__What is needed__
Filter the listing below, keeping only the lines with the word "implementation".

= = = = =

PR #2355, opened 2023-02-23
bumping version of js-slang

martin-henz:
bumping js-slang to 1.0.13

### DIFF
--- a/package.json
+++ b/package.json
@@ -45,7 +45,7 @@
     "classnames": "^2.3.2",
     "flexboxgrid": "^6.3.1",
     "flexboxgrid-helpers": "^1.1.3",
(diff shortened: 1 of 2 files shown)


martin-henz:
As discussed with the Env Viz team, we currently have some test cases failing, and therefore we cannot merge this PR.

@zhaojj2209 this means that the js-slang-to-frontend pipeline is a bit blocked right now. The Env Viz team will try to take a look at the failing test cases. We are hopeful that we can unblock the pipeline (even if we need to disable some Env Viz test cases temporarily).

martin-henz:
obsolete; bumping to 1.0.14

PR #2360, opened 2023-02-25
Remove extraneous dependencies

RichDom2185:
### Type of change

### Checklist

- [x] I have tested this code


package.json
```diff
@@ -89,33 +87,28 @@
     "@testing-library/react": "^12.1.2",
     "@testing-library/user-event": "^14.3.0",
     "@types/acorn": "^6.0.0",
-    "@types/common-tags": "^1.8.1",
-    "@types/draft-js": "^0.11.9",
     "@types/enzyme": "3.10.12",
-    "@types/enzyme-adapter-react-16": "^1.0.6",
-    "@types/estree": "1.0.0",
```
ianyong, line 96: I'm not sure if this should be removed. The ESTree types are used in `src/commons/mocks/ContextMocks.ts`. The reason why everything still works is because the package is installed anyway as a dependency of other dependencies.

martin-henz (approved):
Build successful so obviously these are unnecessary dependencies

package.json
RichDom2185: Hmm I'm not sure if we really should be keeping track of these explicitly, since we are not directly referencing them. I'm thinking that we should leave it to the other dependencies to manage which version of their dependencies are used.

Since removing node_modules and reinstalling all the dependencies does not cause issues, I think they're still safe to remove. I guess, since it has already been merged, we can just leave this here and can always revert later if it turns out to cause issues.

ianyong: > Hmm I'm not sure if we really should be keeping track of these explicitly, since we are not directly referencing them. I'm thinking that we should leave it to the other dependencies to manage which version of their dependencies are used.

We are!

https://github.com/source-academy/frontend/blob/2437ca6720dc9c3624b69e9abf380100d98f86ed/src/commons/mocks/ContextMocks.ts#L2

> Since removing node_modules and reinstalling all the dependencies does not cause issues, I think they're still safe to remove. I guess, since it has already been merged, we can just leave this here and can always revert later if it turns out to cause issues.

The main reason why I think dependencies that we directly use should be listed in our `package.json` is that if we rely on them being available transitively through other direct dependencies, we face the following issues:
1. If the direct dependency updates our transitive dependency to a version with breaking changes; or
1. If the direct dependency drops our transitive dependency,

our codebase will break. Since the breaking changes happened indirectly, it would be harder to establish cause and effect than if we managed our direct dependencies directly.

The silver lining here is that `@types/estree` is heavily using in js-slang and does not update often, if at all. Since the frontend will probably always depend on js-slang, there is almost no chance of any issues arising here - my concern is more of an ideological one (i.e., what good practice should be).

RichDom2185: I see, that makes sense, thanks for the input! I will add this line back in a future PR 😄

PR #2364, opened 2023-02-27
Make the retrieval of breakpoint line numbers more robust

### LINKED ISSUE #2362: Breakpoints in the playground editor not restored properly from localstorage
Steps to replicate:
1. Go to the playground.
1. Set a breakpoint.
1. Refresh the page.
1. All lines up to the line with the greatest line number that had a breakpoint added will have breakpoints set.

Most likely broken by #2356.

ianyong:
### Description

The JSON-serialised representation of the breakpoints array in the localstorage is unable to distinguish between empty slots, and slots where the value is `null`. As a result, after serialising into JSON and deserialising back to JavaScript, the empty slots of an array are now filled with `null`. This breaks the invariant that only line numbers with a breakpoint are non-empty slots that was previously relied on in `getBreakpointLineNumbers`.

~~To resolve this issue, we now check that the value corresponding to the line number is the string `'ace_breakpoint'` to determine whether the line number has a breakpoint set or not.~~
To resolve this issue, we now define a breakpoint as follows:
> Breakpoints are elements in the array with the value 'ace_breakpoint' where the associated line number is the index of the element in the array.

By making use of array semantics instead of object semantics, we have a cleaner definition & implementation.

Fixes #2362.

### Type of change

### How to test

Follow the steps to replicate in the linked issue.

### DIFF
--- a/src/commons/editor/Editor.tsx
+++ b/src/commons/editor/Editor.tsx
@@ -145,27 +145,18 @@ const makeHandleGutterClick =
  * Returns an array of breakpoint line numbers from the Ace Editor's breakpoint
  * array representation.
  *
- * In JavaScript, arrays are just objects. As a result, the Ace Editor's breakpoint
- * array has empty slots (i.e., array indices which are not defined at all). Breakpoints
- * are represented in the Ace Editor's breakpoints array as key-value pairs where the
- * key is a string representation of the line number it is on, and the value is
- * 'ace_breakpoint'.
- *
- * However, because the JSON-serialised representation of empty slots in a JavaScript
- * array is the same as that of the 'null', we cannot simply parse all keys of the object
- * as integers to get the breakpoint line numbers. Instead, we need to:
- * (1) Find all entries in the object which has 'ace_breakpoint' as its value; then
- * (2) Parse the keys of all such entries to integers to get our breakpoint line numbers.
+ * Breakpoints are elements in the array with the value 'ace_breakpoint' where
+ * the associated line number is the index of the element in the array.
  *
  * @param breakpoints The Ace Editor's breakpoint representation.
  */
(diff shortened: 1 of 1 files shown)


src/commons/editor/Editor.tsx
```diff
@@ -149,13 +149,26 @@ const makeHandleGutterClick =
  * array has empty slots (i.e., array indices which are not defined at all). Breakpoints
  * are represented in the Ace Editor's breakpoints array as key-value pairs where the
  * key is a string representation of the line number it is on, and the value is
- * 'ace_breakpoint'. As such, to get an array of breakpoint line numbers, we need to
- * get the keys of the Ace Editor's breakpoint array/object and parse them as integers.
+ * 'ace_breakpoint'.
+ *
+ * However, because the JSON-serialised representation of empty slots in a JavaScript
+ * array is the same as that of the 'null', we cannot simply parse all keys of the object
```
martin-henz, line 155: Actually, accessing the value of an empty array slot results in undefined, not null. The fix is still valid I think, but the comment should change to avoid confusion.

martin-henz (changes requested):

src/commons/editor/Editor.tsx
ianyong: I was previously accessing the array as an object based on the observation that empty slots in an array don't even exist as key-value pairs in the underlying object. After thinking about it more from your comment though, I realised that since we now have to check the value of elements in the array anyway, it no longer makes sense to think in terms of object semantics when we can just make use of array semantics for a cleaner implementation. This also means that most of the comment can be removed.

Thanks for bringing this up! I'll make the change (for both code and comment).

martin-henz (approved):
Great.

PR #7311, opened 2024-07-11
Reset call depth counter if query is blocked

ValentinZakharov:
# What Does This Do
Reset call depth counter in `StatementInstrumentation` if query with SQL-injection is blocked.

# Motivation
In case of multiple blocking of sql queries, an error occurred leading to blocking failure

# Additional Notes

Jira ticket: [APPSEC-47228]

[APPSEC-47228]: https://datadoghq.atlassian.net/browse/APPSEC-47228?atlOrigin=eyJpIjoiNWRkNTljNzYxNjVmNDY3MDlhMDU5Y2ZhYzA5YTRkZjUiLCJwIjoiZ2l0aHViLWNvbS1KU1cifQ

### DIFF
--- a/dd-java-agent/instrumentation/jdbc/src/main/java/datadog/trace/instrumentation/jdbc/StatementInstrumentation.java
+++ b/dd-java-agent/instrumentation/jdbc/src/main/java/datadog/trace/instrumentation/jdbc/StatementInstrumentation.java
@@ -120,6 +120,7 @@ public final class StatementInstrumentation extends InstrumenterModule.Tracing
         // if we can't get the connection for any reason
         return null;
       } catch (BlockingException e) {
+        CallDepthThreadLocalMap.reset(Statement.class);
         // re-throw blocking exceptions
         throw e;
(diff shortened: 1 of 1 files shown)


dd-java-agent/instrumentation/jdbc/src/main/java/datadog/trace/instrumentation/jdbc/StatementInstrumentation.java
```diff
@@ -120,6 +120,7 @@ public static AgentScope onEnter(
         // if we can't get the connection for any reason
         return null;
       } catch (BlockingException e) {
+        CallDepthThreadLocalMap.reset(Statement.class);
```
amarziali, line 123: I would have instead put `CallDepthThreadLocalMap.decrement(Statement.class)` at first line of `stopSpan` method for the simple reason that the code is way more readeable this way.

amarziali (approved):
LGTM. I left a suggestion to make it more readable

= = = = =

__Written reply__
By making use of array semantics instead of object semantics, we have a cleaner definition & implementation.
ianyong: I was previously accessing the array as an object based on the observation that empty slots in an array don't even exist as key-value pairs in the underlying object. After thinking about it more from your comment though, I realised that since we now have to check the value of elements in the array anyway, it no longer makes sense to think in terms of object semantics when we can just make use of array semantics for a cleaner implementation. This also means that most of the comment can be removed.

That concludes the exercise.